Weltmarktführer bei Motorsägen. Familienunternehmen der Nachfahren Andreas Stihls; jahrzehntelang bewusst nicht im Baumarkt vertrieben.
Vom Einmannbetrieb zum Weltmarktführer aus Waiblingen
Die Geschichte von Stihl begann im Jahr 1926, als Firmengründer Andreas Stihl in Stuttgart seine erste elektrische Kappsäge entwickelte. Nach dem Umzug des Unternehmens nach Waiblingen-Neustadt fokussierte sich der Ingenieur auf die Konstruktion leichterer, benzinbetriebener Modelle für die Forstarbeit. Heute kontrolliert die Holding als Weltmarktführer bei Kettensägen eine globale Lieferkette und fertigt in acht Ländern, darunter Deutschland, Brasilien und China.
Die Dominanz der orange-grauen Profi-Technik
Prägend für das Markenbild ist die markante Farbgebung in Orange und Lichtgrau, die seit Jahrzehnten die Robustheit der Maschinen signalisiert. Das Produktportfolio reicht von der ikonischen MS 261 bis hin zu modernen Akku-Systemen der AP-Serie für den professionellen Gartenbau. Der langjährige Claim „STIHL – Die Nummer eins weltweit“ unterstreicht dabei den Anspruch, die technologische Benchmark im Forstsektor zu setzen.

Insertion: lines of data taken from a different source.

PR #3344, opened 2026-08-24
Restore "or vstimecmp" in norm:menvcfg_stce_op2

### LINKED ISSUE #3329: [NormRules] - menvcfg.STCE rule lost "or vstimecmp" when the Sstc text was moved
## Description
norm:menvcfg_stce_op2 currently reads:
  

> When this extension is implemented and STCE in menvcfg is zero, an attempt to access stimecmp in a mode other than M-mode raises an illegal-instruction exception, STCE in henvcfg is read-only zero, and STIP in mip and sip reverts to its defined behavior as if this extension is not implemented.

Before the Sstc chapter was split up this said "an attempt to access stimecmp or vstimecmp". The two words were dropped in #2504, which essentially only moved moved text, so I think it was accidental rather than intentional.

The following was removed from src/sstc.adoc:

> When this extension is implemented and STCE in `menvcfg` is zero, an attempt to access `stimecmp` or `vstimecmp` in a mode other than M-mode raises an illegal-instruction exception, ...

The following was added to src/machine.adoc:

> When this extension is implemented and `STCE` in `menvcfg` is zero, an attempt to access `stimecmp` in a mode other than M-mode raises an illegal-instruction exception, ...

norm:mcounteren_tm_clr moved in the same commit and kept both names ("attempts to access the stimecmp or vstimecmp register while executing in a mode less privileged than M"), so the two rules now disagree about whether vstimecmp is covered.

Spike implements the old wording. stimecmp_csr_t::verify_permissions is shared by stimecmp and vstimecmp, and its first check is on MENVCFG_STCE with the comment "access to (v)stimecmp with MENVCFG.STCE = 0".
 
## Any changes required
Restore "or vstimecmp" in norm:menvcfg_stce_op2, so it reads "an attempt to access stimecmp or vstimecmp in a mode other than M-mode raises an illegal-instruction exception".

(cc @riscv/csc)

nadime15:
The rule lost "or vstimecmp" when the Sstc text was moved in #2504.

Fixes #3329

### DIFF
--- a/src/priv/machine.adoc
+++ b/src/priv/machine.adoc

Konservative Vertriebsstrategie und der Fachhandel
Stihl verfolgte über Jahrzehnte eine strikte Exklusivstrategie und mied bewusst die Regale großer Baumarktketten. Dieser Fokus auf den autorisierten Fachhandel sicherte nicht nur die Servicequalität und fachkundige Einweisung, sondern zementierte auch das Premium-Image gegenüber Heimwerker-Marken. Erst in jüngster Zeit öffnet sich das Unternehmen vorsichtig digitalen Vertriebskanälen, ohne jedoch die Kernbindung zum lokalen Händlernetz aufzugeben.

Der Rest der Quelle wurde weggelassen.